»»
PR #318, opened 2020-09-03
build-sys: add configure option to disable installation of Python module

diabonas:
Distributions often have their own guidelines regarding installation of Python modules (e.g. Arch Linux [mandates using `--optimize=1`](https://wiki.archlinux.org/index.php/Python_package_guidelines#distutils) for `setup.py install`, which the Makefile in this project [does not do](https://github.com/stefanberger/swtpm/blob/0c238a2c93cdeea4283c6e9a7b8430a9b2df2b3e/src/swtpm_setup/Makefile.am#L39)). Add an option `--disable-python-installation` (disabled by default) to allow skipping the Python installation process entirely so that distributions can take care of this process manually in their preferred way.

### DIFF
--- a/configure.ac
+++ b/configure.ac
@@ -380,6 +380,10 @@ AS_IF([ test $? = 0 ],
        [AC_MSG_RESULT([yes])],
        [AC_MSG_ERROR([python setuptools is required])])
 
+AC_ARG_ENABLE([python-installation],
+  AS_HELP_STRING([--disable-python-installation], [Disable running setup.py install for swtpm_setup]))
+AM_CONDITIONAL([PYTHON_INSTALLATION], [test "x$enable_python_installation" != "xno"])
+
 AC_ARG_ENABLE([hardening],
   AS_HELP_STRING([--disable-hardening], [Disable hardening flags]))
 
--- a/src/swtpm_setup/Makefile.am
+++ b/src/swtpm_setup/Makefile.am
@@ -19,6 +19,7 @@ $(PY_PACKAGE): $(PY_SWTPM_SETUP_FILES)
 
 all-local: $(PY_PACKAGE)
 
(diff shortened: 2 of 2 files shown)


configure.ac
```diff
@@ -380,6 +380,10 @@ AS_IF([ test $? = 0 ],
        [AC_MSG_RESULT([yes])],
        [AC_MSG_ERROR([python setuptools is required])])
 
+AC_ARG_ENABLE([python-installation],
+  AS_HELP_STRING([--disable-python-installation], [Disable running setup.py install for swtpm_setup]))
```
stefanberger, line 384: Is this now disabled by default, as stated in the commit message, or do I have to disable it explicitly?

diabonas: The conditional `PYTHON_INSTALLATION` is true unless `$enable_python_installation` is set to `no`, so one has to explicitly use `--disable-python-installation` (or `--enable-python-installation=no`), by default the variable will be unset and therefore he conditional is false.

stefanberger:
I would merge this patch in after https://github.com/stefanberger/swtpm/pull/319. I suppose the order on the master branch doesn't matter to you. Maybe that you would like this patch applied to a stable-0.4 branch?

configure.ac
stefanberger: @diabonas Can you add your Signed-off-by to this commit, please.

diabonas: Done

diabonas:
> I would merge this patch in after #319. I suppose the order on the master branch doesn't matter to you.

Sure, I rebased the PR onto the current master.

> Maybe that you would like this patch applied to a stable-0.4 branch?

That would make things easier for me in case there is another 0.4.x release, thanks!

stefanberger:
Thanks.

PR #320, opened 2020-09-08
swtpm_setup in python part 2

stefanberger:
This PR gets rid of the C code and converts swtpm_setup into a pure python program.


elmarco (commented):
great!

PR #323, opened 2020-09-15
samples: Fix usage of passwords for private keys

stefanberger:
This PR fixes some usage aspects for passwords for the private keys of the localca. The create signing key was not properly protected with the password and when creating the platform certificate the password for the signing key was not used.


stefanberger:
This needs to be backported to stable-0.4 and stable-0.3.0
««
»»
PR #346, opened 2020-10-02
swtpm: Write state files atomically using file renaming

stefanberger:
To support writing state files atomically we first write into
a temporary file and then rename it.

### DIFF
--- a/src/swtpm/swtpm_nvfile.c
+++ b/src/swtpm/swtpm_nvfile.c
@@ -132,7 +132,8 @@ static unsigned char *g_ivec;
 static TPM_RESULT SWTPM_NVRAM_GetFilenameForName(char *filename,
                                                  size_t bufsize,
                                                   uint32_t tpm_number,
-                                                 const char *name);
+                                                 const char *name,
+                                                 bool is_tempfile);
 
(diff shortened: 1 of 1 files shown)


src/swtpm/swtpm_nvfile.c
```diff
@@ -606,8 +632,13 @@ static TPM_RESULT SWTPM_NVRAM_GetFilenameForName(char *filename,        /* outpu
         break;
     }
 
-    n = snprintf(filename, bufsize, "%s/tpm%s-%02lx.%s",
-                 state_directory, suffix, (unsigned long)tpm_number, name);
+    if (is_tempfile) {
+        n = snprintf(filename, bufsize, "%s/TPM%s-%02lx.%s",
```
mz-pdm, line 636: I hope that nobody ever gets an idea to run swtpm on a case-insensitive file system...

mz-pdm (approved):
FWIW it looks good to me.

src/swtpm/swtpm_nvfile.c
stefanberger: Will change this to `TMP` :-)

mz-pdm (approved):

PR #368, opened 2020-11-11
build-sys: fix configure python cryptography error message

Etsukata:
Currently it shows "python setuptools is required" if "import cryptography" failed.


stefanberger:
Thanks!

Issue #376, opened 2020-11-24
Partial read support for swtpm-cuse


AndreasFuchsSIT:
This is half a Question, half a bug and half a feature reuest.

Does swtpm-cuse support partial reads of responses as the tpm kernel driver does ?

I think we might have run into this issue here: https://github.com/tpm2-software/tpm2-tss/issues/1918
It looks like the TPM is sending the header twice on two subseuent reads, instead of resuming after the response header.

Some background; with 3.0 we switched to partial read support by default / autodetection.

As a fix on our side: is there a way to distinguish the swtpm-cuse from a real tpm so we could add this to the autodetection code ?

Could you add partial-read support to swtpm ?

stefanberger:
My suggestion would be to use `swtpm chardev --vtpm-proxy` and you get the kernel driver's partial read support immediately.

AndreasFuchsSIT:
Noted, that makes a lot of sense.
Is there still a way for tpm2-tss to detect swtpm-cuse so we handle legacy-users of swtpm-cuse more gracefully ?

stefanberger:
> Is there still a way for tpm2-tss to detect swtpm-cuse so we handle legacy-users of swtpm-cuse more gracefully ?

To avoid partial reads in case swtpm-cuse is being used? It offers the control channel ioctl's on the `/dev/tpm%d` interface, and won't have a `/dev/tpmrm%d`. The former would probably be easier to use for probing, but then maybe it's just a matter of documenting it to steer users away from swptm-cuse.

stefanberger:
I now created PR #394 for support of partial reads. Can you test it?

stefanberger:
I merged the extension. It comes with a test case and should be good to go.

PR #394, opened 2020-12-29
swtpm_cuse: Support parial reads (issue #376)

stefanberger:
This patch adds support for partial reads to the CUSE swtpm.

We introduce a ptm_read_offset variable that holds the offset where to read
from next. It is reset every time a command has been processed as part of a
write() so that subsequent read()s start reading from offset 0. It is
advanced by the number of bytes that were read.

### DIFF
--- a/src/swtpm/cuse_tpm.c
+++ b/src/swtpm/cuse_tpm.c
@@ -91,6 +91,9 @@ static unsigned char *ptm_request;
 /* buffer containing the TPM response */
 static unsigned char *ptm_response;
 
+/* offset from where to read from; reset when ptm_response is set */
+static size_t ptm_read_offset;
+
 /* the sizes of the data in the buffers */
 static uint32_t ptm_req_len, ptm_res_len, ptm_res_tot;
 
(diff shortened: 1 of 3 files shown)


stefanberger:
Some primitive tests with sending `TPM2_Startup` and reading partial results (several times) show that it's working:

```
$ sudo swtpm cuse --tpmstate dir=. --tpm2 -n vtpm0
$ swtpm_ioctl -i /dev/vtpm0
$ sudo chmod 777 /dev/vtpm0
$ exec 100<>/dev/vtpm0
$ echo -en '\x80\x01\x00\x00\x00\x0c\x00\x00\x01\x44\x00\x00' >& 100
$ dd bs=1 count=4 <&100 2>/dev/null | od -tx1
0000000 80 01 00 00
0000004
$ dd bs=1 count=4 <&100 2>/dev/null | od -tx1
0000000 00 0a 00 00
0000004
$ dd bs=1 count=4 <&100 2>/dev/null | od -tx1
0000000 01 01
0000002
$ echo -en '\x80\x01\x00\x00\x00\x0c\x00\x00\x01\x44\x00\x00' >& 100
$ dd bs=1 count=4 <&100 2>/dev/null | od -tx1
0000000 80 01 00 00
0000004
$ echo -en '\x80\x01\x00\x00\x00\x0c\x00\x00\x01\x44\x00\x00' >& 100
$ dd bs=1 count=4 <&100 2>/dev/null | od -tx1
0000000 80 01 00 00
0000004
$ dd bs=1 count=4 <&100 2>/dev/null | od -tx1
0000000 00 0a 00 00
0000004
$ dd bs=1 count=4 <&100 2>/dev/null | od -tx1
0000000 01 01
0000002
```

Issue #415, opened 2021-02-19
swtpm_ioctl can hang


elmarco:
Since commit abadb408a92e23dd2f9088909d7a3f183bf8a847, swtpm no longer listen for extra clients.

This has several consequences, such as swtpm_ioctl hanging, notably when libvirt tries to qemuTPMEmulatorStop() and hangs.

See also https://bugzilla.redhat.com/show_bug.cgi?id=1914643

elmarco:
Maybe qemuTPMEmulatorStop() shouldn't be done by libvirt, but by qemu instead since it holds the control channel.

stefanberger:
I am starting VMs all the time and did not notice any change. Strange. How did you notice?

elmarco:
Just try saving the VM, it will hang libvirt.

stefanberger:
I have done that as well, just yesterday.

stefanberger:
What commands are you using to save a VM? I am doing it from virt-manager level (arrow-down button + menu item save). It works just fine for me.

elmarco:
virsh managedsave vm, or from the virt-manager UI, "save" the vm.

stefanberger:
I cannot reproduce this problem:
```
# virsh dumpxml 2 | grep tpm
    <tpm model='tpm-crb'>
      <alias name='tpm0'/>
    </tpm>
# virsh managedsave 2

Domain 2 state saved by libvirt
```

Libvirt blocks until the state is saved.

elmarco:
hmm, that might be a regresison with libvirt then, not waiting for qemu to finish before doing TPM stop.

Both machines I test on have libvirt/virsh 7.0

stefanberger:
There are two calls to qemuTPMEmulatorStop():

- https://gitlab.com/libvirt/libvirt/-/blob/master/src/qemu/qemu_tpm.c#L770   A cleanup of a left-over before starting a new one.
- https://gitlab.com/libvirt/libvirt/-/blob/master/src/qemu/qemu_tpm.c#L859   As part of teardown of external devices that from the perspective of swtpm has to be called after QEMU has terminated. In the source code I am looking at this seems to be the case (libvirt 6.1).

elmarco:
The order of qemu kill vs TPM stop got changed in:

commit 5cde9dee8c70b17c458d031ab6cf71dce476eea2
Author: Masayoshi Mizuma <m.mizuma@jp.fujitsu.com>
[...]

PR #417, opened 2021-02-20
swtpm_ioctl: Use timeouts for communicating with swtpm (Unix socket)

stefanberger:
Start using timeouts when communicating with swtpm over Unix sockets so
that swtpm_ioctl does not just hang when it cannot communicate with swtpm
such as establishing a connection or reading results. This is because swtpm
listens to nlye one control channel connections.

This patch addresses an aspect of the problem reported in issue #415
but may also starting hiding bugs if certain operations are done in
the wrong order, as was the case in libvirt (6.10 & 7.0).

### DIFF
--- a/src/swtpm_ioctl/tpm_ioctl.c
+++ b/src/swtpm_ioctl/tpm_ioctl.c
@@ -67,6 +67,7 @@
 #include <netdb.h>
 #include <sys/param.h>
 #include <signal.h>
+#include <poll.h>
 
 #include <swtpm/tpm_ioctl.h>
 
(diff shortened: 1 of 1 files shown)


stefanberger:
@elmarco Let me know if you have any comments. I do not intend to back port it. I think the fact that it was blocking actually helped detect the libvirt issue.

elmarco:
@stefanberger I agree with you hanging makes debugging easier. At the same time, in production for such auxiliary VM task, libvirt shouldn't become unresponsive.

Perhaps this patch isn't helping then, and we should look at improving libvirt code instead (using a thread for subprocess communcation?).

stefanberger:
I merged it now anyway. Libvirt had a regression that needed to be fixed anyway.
««
The lines you return should be those above that contain the word "unsigned", every one of them.

** THE COMPLETED TASK **
@@ -132,7 +132,8 @@ static unsigned char *g_ivec;
-                 state_directory, suffix, (unsigned long)tpm_number, name);
@@ -91,6 +91,9 @@ static unsigned char *ptm_request;
 static unsigned char *ptm_response;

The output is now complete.